=== DIRECTIONS ===
Restate word for word the lines in the listing below, starting at the line containing "Closes #401" and ending at the line containing "eriknelson: Could remove this comment", both included; leave out the rest.

=== DATA TO PROCESS ===

PR #436, opened 2019-08-07
Close plan functionality

### LINKED ISSUE #401: Plans need to be closed on successful final migration and deletion
In order for the controller to do its resource cleanup (registry pods, etc.) and to avoid conflicting plans referencing the same namespaces, the plans need to be closed during deletion, and upon a final migration. The field for closing a plan on the `MigPlan` is `spec.closed`.

* For deletion, we need to mark the field `closed === true`, and then watch the plan for a `type === 'Closed'` condition, which represents the controller acknowledging the closure has completed. Only then can the plan be deleted.
* For final migration, we must be sure not to close the plan prior to final migration being successful. Once that is complete, we should mark the plan closed. Note, in this case it's not necessary to watch for a closed condition, because we are not performing another operation that's dependent on the closure completing. However, we need to also guard against a race condition: if the final migration completes and the plan is marked close, the user cannot delete that plan until the closure has been marked complete.

ibolton336:
Closes #401


src/app/plan/duck/sagas.ts
```diff
@@ -98,29 +99,91 @@ function* watchPlanUpdate() {
...
-function* planDeleteSaga(action) {
+
+function* checkClosedStatus(action) {
+  let planClosed = false;
+  const tries = 0;
+  const TicksUntilTimeout = 20;
+  while (!planClosed) {
+    if (tries < TicksUntilTimeout) {
+      const getPlanResponse = yield call(getPlanSaga, action.planName);
+      const MigPlan = yield getPlanResponse.data;
```
eriknelson: Don't think this needs to be yielded

PR #441, opened 2019-08-13
Pv details json view & table cleanup

### LINKED ISSUE #312: Implement 'View Details' link in PV Discovery

ibolton336:
Closes #312


src/app/plan/components/Wizard/VolumesTable.tsx
```diff
@@ -30,12 +40,19 @@ const VolumesTable = (props): any => {
...
+  const getPVResources = (pvList = [], clusterName = '') => {
+    getPVResourcesRequest(pvList, clusterName);
   };
 
   useEffect(() => {
     if (currentPlan) {
       const discoveredPersistentVolumes = currentPlan.MigPlan.spec.persistentVolumes || [];
+      //get resources for pv details
+      getPVResources(discoveredPersistentVolumes, values.sourceCluster);
+      //
```
eriknelson: Could remove this comment

src/app/plan/duck/sagas.ts
```diff
@@ -115,12 +104,49 @@ function* planDeleteSaga(action) {
   }
 }
 
+function* getPVResourcesRequest(action) {
+  const state = yield select();
+  const client: IClusterClient = ClientFactory.forCluster(action.clusterName, state);
+  try {
+    const resource = new CoreClusterResource(CoreClusterResourceKind.PV);
+    const pvResourceRefs = yield all(action.pvList.map(pv => {
```
eriknelson: This is going to fail all of them if any of them fail. I think we want Promise.allSettled again here. I would pull in the Q npm module for this since they have the utilities we're after, and I need to use it for rollback as well.

Off the top of my head, I think reasonable behavior for failures would be to just dispatch the successful ones, and then in the component, if the tooltip is opened for a failed one, and we don't have the PV contents, we can render in an error into the tooltip like `PV Not Found`.

src/client/resources/common.ts
```diff
@@ -42,7 +42,7 @@ export abstract class ClusterResource {
   public listPath(): string {
     return ['/apis', this.gvk().group, this.gvk().version, this.gvk().kindPlural].join('/');
   }
-  public namedPath(): string {
+  public namedPath(name?): string {
```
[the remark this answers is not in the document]
ibolton336: haha yeah I was wondering about that also. I think since we never requested a named  core resource we never ran into it? idk

src/app/plan/duck/sagas.ts
ibolton336: Yeah I started going down the rabbit hole of when to make this request last night. Thought about making the request on the actual click of the view details button. But that would present a different set of issues. I will go with the error message for now since it doesnt seem to be a very resource intensive request.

=== EXERCISE ANSWER ===
Closes #401


src/app/plan/duck/sagas.ts
```diff
@@ -98,29 +99,91 @@ function* watchPlanUpdate() {
...
-function* planDeleteSaga(action) {
+
+function* checkClosedStatus(action) {
+  let planClosed = false;
+  const tries = 0;
+  const TicksUntilTimeout = 20;
+  while (!planClosed) {
+    if (tries < TicksUntilTimeout) {
+      const getPlanResponse = yield call(getPlanSaga, action.planName);
+      const MigPlan = yield getPlanResponse.data;
```
eriknelson: Don't think this needs to be yielded

PR #441, opened 2019-08-13
Pv details json view & table cleanup

### LINKED ISSUE #312: Implement 'View Details' link in PV Discovery

ibolton336:
Closes #312


src/app/plan/components/Wizard/VolumesTable.tsx
```diff
@@ -30,12 +40,19 @@ const VolumesTable = (props): any => {
...
+  const getPVResources = (pvList = [], clusterName = '') => {
+    getPVResourcesRequest(pvList, clusterName);
   };
 
   useEffect(() => {
     if (currentPlan) {
       const discoveredPersistentVolumes = currentPlan.MigPlan.spec.persistentVolumes || [];
+      //get resources for pv details
+      getPVResources(discoveredPersistentVolumes, values.sourceCluster);
+      //
```
eriknelson: Could remove this comment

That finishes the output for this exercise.